(Brief):
Each entry, in full: reproduce it exactly.

[Collected data]
"""

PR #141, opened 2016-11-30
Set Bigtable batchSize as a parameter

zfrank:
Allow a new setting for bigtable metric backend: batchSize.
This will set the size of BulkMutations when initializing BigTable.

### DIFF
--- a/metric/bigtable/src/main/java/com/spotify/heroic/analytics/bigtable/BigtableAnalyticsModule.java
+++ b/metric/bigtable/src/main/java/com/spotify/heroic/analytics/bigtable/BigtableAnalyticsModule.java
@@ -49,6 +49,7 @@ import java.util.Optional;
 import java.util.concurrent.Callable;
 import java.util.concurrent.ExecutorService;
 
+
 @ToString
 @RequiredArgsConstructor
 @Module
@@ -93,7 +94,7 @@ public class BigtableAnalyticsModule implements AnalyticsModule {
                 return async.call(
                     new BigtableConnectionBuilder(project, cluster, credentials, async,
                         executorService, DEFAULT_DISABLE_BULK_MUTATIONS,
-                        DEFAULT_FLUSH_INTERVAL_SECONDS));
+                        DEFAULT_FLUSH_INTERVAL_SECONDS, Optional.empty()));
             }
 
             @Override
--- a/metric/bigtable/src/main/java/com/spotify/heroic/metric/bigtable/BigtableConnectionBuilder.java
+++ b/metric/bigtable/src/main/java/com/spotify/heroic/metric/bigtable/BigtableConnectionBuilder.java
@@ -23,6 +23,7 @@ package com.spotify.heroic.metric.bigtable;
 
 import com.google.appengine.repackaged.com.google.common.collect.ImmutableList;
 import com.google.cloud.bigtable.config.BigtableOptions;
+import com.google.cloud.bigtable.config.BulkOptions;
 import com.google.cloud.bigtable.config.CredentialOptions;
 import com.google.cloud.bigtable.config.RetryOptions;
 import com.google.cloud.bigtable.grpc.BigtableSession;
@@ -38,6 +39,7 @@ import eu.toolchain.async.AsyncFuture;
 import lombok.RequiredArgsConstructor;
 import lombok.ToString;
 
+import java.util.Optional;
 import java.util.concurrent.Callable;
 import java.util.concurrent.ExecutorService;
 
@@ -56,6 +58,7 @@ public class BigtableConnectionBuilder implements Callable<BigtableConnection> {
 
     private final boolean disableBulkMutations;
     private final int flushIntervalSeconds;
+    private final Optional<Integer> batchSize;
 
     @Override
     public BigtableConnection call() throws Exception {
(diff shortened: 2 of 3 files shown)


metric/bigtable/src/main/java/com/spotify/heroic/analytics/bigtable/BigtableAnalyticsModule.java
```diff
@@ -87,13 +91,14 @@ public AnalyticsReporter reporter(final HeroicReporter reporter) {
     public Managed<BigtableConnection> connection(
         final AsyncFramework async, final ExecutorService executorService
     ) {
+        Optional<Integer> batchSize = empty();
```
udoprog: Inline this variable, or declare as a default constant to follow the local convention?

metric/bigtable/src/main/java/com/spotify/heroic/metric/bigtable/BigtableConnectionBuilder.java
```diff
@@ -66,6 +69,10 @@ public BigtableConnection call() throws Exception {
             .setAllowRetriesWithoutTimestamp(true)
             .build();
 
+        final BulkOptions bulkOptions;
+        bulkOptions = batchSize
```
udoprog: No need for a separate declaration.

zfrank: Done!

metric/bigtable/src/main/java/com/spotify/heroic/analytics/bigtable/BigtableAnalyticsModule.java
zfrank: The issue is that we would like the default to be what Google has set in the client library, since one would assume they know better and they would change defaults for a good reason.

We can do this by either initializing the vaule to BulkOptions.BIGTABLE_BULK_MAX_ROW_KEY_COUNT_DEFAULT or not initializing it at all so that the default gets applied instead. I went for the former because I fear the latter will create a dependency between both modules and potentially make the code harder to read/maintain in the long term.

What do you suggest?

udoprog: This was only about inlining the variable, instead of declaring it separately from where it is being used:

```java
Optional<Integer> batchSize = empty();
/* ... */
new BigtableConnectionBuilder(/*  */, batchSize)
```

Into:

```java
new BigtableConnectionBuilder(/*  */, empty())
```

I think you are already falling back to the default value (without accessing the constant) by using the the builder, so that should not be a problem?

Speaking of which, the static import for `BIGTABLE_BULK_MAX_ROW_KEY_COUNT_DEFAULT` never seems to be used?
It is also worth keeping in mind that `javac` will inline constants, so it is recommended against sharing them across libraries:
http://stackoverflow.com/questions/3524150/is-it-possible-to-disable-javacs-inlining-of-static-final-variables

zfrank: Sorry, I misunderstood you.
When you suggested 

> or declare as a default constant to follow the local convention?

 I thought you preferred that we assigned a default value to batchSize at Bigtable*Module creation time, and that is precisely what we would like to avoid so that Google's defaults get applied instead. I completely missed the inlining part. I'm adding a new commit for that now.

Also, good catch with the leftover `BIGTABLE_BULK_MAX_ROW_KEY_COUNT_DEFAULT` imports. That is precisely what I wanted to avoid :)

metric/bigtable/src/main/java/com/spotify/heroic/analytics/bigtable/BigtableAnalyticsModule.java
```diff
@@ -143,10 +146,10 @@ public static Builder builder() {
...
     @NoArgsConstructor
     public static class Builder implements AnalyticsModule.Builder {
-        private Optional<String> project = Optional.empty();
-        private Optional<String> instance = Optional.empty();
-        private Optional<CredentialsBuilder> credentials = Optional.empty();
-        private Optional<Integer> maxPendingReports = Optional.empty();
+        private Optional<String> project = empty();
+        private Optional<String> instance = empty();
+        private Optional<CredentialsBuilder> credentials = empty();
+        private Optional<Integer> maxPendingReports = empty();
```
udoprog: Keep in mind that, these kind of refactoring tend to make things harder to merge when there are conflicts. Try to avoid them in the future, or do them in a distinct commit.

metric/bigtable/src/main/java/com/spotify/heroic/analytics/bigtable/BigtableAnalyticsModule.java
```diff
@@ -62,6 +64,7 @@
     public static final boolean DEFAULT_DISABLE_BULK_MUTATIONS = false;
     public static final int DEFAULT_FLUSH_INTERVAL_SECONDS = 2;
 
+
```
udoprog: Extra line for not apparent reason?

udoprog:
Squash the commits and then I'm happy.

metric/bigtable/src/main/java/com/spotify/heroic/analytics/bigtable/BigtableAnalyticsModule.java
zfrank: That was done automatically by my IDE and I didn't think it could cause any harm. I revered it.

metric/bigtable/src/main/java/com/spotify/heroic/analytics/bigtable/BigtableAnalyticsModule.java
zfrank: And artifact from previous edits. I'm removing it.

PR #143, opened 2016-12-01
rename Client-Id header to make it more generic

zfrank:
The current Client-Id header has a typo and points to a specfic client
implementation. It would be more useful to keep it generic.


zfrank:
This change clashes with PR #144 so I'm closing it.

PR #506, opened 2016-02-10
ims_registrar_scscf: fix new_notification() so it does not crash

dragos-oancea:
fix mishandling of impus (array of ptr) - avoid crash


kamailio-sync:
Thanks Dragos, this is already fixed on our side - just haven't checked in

"""

(Task output):
PR #141, opened 2016-11-30
Set Bigtable batchSize as a parameter

zfrank:
Allow a new setting for bigtable metric backend: batchSize.
This will set the size of BulkMutations when initializing BigTable.

### DIFF
--- a/metric/bigtable/src/main/java/com/spotify/heroic/analytics/bigtable/BigtableAnalyticsModule.java
+++ b/metric/bigtable/src/main/java/com/spotify/heroic/analytics/bigtable/BigtableAnalyticsModule.java
@@ -49,6 +49,7 @@ import java.util.Optional;
 import java.util.concurrent.Callable;
 import java.util.concurrent.ExecutorService;
 
+
 @ToString
 @RequiredArgsConstructor
 @Module
@@ -93,7 +94,7 @@ public class BigtableAnalyticsModule implements AnalyticsModule {
                 return async.call(
                     new BigtableConnectionBuilder(project, cluster, credentials, async,
                         executorService, DEFAULT_DISABLE_BULK_MUTATIONS,
-                        DEFAULT_FLUSH_INTERVAL_SECONDS));
+                        DEFAULT_FLUSH_INTERVAL_SECONDS, Optional.empty()));
             }
 
             @Override
--- a/metric/bigtable/src/main/java/com/spotify/heroic/metric/bigtable/BigtableConnectionBuilder.java
+++ b/metric/bigtable/src/main/java/com/spotify/heroic/metric/bigtable/BigtableConnectionBuilder.java
@@ -23,6 +23,7 @@ package com.spotify.heroic.metric.bigtable;
 
 import com.google.appengine.repackaged.com.google.common.collect.ImmutableList;
 import com.google.cloud.bigtable.config.BigtableOptions;
+import com.google.cloud.bigtable.config.BulkOptions;
 import com.google.cloud.bigtable.config.CredentialOptions;
 import com.google.cloud.bigtable.config.RetryOptions;
 import com.google.cloud.bigtable.grpc.BigtableSession;
@@ -38,6 +39,7 @@ import eu.toolchain.async.AsyncFuture;
 import lombok.RequiredArgsConstructor;
 import lombok.ToString;
 
+import java.util.Optional;
 import java.util.concurrent.Callable;
 import java.util.concurrent.ExecutorService;
 
@@ -56,6 +58,7 @@ public class BigtableConnectionBuilder implements Callable<BigtableConnection> {
 
     private final boolean disableBulkMutations;
     private final int flushIntervalSeconds;
+    private final Optional<Integer> batchSize;
 
     @Override
     public BigtableConnection call() throws Exception {
(diff shortened: 2 of 3 files shown)


metric/bigtable/src/main/java/com/spotify/heroic/analytics/bigtable/BigtableAnalyticsModule.java
```diff
@@ -87,13 +91,14 @@ public AnalyticsReporter reporter(final HeroicReporter reporter) {
     public Managed<BigtableConnection> connection(
         final AsyncFramework async, final ExecutorService executorService
     ) {
+        Optional<Integer> batchSize = empty();
```
udoprog: Inline this variable, or declare as a default constant to follow the local convention?

metric/bigtable/src/main/java/com/spotify/heroic/metric/bigtable/BigtableConnectionBuilder.java
```diff
@@ -66,6 +69,10 @@ public BigtableConnection call() throws Exception {
             .setAllowRetriesWithoutTimestamp(true)
             .build();
 
+        final BulkOptions bulkOptions;
+        bulkOptions = batchSize
```
udoprog: No need for a separate declaration.

zfrank: Done!

metric/bigtable/src/main/java/com/spotify/heroic/analytics/bigtable/BigtableAnalyticsModule.java
zfrank: The issue is that we would like the default to be what Google has set in the client library, since one would assume they know better and they would change defaults for a good reason.

We can do this by either initializing the vaule to BulkOptions.BIGTABLE_BULK_MAX_ROW_KEY_COUNT_DEFAULT or not initializing it at all so that the default gets applied instead. I went for the former because I fear the latter will create a dependency between both modules and potentially make the code harder to read/maintain in the long term.

What do you suggest?

udoprog: This was only about inlining the variable, instead of declaring it separately from where it is being used:

```java
Optional<Integer> batchSize = empty();
/* ... */
new BigtableConnectionBuilder(/*  */, batchSize)
```

Into:

```java
new BigtableConnectionBuilder(/*  */, empty())
```

I think you are already falling back to the default value (without accessing the constant) by using the the builder, so that should not be a problem?

Speaking of which, the static import for `BIGTABLE_BULK_MAX_ROW_KEY_COUNT_DEFAULT` never seems to be used?
It is also worth keeping in mind that `javac` will inline constants, so it is recommended against sharing them across libraries:
http://stackoverflow.com/questions/3524150/is-it-possible-to-disable-javacs-inlining-of-static-final-variables

zfrank: Sorry, I misunderstood you.
When you suggested 

> or declare as a default constant to follow the local convention?

 I thought you preferred that we assigned a default value to batchSize at Bigtable*Module creation time, and that is precisely what we would like to avoid so that Google's defaults get applied instead. I completely missed the inlining part. I'm adding a new commit for that now.

Also, good catch with the leftover `BIGTABLE_BULK_MAX_ROW_KEY_COUNT_DEFAULT` imports. That is precisely what I wanted to avoid :)

metric/bigtable/src/main/java/com/spotify/heroic/analytics/bigtable/BigtableAnalyticsModule.java
```diff
@@ -143,10 +146,10 @@ public static Builder builder() {
...
     @NoArgsConstructor
     public static class Builder implements AnalyticsModule.Builder {
-        private Optional<String> project = Optional.empty();
-        private Optional<String> instance = Optional.empty();
-        private Optional<CredentialsBuilder> credentials = Optional.empty();
-        private Optional<Integer> maxPendingReports = Optional.empty();
+        private Optional<String> project = empty();
+        private Optional<String> instance = empty();
+        private Optional<CredentialsBuilder> credentials = empty();
+        private Optional<Integer> maxPendingReports = empty();
```
udoprog: Keep in mind that, these kind of refactoring tend to make things harder to merge when there are conflicts. Try to avoid them in the future, or do them in a distinct commit.

metric/bigtable/src/main/java/com/spotify/heroic/analytics/bigtable/BigtableAnalyticsModule.java
```diff
@@ -62,6 +64,7 @@
     public static final boolean DEFAULT_DISABLE_BULK_MUTATIONS = false;
     public static final int DEFAULT_FLUSH_INTERVAL_SECONDS = 2;
 
+
```
udoprog: Extra line for not apparent reason?

udoprog:
Squash the commits and then I'm happy.

metric/bigtable/src/main/java/com/spotify/heroic/analytics/bigtable/BigtableAnalyticsModule.java
zfrank: That was done automatically by my IDE and I didn't think it could cause any harm. I revered it.

metric/bigtable/src/main/java/com/spotify/heroic/analytics/bigtable/BigtableAnalyticsModule.java
zfrank: And artifact from previous edits. I'm removing it.

PR #143, opened 2016-12-01
rename Client-Id header to make it more generic

zfrank:
The current Client-Id header has a typo and points to a specfic client
implementation. It would be more useful to keep it generic.


zfrank:
This change clashes with PR #144 so I'm closing it.

PR #506, opened 2016-02-10
ims_registrar_scscf: fix new_notification() so it does not crash

dragos-oancea:
fix mishandling of impus (array of ptr) - avoid crash


kamailio-sync:
Thanks Dragos, this is already fixed on our side - just haven't checked in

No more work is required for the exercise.